GRADE guidance for assessing risk of bias associated with missing participant outcome data in meta-analysis

Article type
Year
Authors
Guyatt G1, Ebrahim S1, Johnson B2, Alonso-Coelloe P3, Mathioudakis A3, Briel M4, Mustafa R5, Sun X6, Walter S1, Heels-Ansdell D1, Neumann I7, Akl E8
1McMaster University, Canada
2The Hospital for Sick Children, Toronto, Canada
3Iberoamerican Cochrane Centre, Barcelona, Spain
4Basel Institute for Clinical Epidemiology and Biostatistics, Switzerland
5Departments of Medicine and Biomedical and Health Informatics, University of Missouri-Kansas City, USA
6Center for Clinical Epidemiology and Evidence-Based Medicine, Xinqiao Hospital, Chongqing, China
7Department of Internal Medicine, Pontificia Universidad Catolica de Chile, Santiago, Chile
8Department of Internal Medicine, American University of Beirut, Lebanon
Abstract
Background: Detailed guidance for assessing the risk of bias associated with missing participant outcome data in meta-analyses has, until recently, been very limited. Available guidance has been available only at the individual study level and not at the body of evidence level.

Objective: To present recently approved GRADE (Grading of Recommendations, Assessment, Development and Evaluation) guidance for assessing the risk of bias associated with missing data at the meta-analysis level.

Methods: Systematic survey of existing methodological research, iterative discussions among the investigators, testing in systematic reviews, and feedback from the GRADE Working Group.

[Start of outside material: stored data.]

PR #4004, opened 2025-05-13
[adapters] Print details of unique key violations.

ryzhyk:
Output detailed information about unique key violations in output connectors, including:

* key that had non-unique outputs
* error type: duplicate records, or multiple unique records for the same key.
* list all updates associated with the key.

### DIFF
--- a/crates/adapters/src/format/avro/test.rs
+++ b/crates/adapters/src/format/avro/test.rs
@@ -967,6 +967,91 @@ fn test_confluent_avro_output_indexed<K, V>(
     assert_eq!(expected_output, actual_outputs);
 }
 
+#[test]
+fn test_non_unique_keys() {
+    let schema_str = TestStruct::avro_schema().to_string();
+    let config: AvroEncoderConfig = AvroEncoderConfig {
+        schema: Some(schema_str.clone()),
+        key_mode: Some(AvroEncoderKeyMode::None),
+        ..Default::default()
+    };
+    let consumer = MockOutputConsumer::new();
+
+    let k1 = KeyStruct { id: 1 };
+    let v1 = TestStruct {
+        id: 1,
+        b: true,
+        i: None,
+        s: "foo".to_string(),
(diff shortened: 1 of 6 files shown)


mihaibudiu (approved):

crates/adapters/src/format/avro/test.rs
```diff
@@ -967,6 +967,95 @@ fn test_confluent_avro_output_indexed<K, V>(
...
+        ],
+    );
+    let zset = Arc::new(<SerBatchImpl<_, KeyStruct, TestStruct>>::new(zset)) as Arc<dyn SerBatch>;
+
+    encoder.consumer().batch_start(0);
+    let err = encoder.encode(zset.as_batch_reader()).unwrap_err();
+    println!("{err}");
+    assert!(err
+        .to_string()
+        .contains(r#"Error description: Multiple new values for the same key."#));
```
lalithsuresh, line 1038: Should this state what the key is?

crates/adapters/src/format/avro/test.rs
```diff
@@ -967,6 +967,95 @@ fn test_confluent_avro_output_indexed<K, V>(
...
+        ],
+    );
+    let zset = Arc::new(<SerBatchImpl<_, KeyStruct, TestStruct>>::new(zset)) as Arc<dyn SerBatch>;
+
+    encoder.consumer().batch_start(0);
+    let err = encoder.encode(zset.as_batch_reader()).unwrap_err();
+    println!("{err}");
+    assert!(err
+        .to_string()
+        .contains(r#"Error description: Multiple deleted values for the same key."#));
```
lalithsuresh, line 1055: Same question.

crates/adapters/src/format/avro/test.rs
ryzhyk: The key is always printed as part of the message, this just checks that the message contains correct error type.

PR #4008, opened 2025-05-13
Enable spilling very large batches to storage while building them.

blp:
Building very large batches in memory can cause the system to run out of
memory.  This commit introduces a stopgap fix, by allowing batches to
spill to storage when they exceed the size of a new configuration
parameter `min_step_storage_bytes`, which by default is 10 MiB.


crates/feldera-types/src/config.rs
```diff
@@ -169,17 +169,29 @@ pub struct StorageOptions {
     /// How to connect to the underlying storage.
     pub backend: StorageBackendConfig,
 
-    /// The minimum estimated number of bytes in a batch of data to write it to
-    /// storage.  This is provided for debugging and fine-tuning and should
-    /// ordinarily be left unset.
+    /// For a batch of data maintained as a persistent index during a pipeline
```
ryzhyk, line 172:
```suggestion
    /// For a batch of data maintained as part of a persistent index during a pipeline
```

crates/dbsp/src/trace/ord/fallback/indexed_wset.rs
```diff
@@ -381,80 +449,127 @@ where
...
         }
     }
 
     fn push_time_diff(&mut self, time: &(), weight: &R) {
         match &mut self.inner {
             BuilderInner::Vec(vec) => vec.push_time_diff(time, weight),
             BuilderInner::File(file) => file.push_time_diff(time, weight),
+            BuilderInner::Threshold { vec, remaining } => {
+                vec.push_time_diff(time, weight);
+                if Self::should_spill(weight.size_of().total_bytes(), remaining) {
```
ryzhyk, line 468: This can be expensive to check on each `push_time_diff`. Might make sense to unconditionally reduce `remaining` here.

ryzhyk (approved):
The code looks good. I'm a bit nervous about merging it without estimating its performance impact with at least the benchmarks we have.

blp:
> The code looks good. I'm a bit nervous about merging it without estimating its performance impact with at least the benchmarks we have.

If you like, I could set the default to ∞ initially, so that it would only have an effect if it is configured explicitly to a lower value.

ryzhyk:
> > The code looks good. I'm a bit nervous about merging it without estimating its performance impact with at least the benchmarks we have.
> 
> If you like, I could set the default to ∞ initially, so that it would only have an effect if it is configured explicitly to a lower value.

That might be a good idea. This way we'll have a mechanism to avoid OOM situations that we can enable on demand.

crates/dbsp/src/circuit/runtime.rs
```diff
@@ -674,6 +674,29 @@ impl Runtime {
...
+            Some(
+                rt.borrow()
+                    .as_ref()?
+                    .inner()
+                    .storage
+                    .as_ref()?
+                    .options
+                    .min_step_storage_bytes
+                    .unwrap_or({
+                        // This prevents keeps large transient batches from
```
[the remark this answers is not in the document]
blp: Fixed.

crates/feldera-types/src/config.rs
blp: Fixed.

crates/dbsp/src/trace/ord/fallback/indexed_wset.rs
blp: I pushed a change for that.

blp: Done.

PR #4009, opened 2025-05-13
Increase stack size of tokio tasks.

gz:
This may help with stack-overflow happening in ad-hoc queries.


ryzhyk (approved):

gz:
user report stack overflow when running adhoc queries in the setup; while I can't reproduce exactly I can get to this error when artificially limiting the stack size in the dbsp tokio runtime... It's conceivable that the threshold of 2MB was exceeded when one runs a large amount of delta-lake connectors and adhoc queries at the same time as they share a runtime and have concurrent tasks taking up stack space on the worker threads

PR #4021, opened 2025-05-15
[dbsp] Skip bounded_memory test.

ryzhyk:
When this test was created, trace bounds were enforced synchronously. It is no longer reliable with background compactors.


mihaibudiu (approved):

Results: Approaches begin with a primary meta-analysis using a complete case analysis (i.e. excluding those with missing data) followed by sensitivity meta-analyses imputing, in each study, data for those with missing data, and then pooling across studies. For binary outcomes we suggest use of 'plausible worst case' in which review authors assume that those with missing data in treatment arms have proportionally higher event rates than those followed successfully. For continuous outcomes, imputed mean values come from other studies within the systematic review, and the standard deviation from the median standard deviations of the control arms of all studies. For meta-analyses in which investigators have used different instruments to address the same construct, our approach involves choosing a reference measurement instrument and converting scores from different instruments to the units of the reference instrument. For all approaches, if the results of the primary meta-analysis are robust to the most extreme assumptions viewed as plausible, one does not rate down quality of evidence for risk of bias due to missing participant outcome data. If the results are not robust to plausible assumptions, one would rate down quality for risk of bias.

Conclusions: This GRADE guidance provides structured and transparent methods for establishing the extent to which missing participant outcome data impacts risk of bias in meta-analyses of randomized trials for both binary and continuous outcomes.